Space your payments to avoid liquidity problems:

In order not to lose track of your recurring payments, try to stagger them so that you do not have to pay a significant amount each time. This will leave a little air to breathe, and avoid having liquidity problems for your daily expenses.

Taxes: If your municipality allows it, pay your taxes by monthly or quarterly installments.

Insurance premiums: Consider making the payment of insurance premiums over 12 months.

RRSPs: It is possible to contribute to RRSPs throughout the year. Do not hesitate to choose a direct debit option, which will remove a pre-determined amount on each of your paycheques to contribute to your RRSP.

Tax Free Savings Account (TFSA): When you contribute to your TFSA, investing small amounts at regular intervals is better. Over time, even small contributions of $50 or $100 will eventually accumulate.

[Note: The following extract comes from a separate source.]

PR #31180, opened 2026-08-07
fix: honor the global domain filter on glossary, metric, classification and tag list endpoints

### LINKED ISSUE #31173: Glossary listing does not honor the global Domain filter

Develop a financial plan including an emergency fund:

Planning an emergency fund can help ensure that you will be able to cope with unexpected expenses in the future, and will not have to incur debt. The general rule is to set aside the equivalent of three to six months of your income so you can use it in case of unexpected expenses. Currently the BMO Smart Saver account offers a 1.2 per cent interest rate - the highest rate offered among Canada's major financial institutions for a full-service savings account without minimum balance requirements.

Many Canadians establish a budget and a financial plan to manage their daily finances and their savings goals. However, unexpected expenses such as budget overrun for purchases during the holiday season may leave you short of money.

Use a line of credit to consolidate your debt and save on interest costs to free you from your debt faster:

More than ever, households are looking for ways to reduce costs and save money. By consolidating their higher-interest debt into a single monthly payment with a low-interest rate such as a BMO Personal Line of Credit, Canadians can reduce their interest charges and repay their debt substantially faster.

About BMO Financial Group

Established in 1817 as Bank of Montreal, BMO Financial Group is a highly diversified North American financial services organization. With total assets of $525 billion as at October 31, 2012, and more than 46,000 employees, BMO Financial Group provides a broad range of retail banking, wealth management and investment banking products and solutions.

The survey results cited in the 2012 BMO Holiday Spending Outlook conducted by Pollara are compiled from a random sample of 1,000 Canadians 18 years of age and over between October 11 and October 16, 2012. A probability sample of this size would yield results accurate to +/- 3.1 per cent, 19 times out of 20.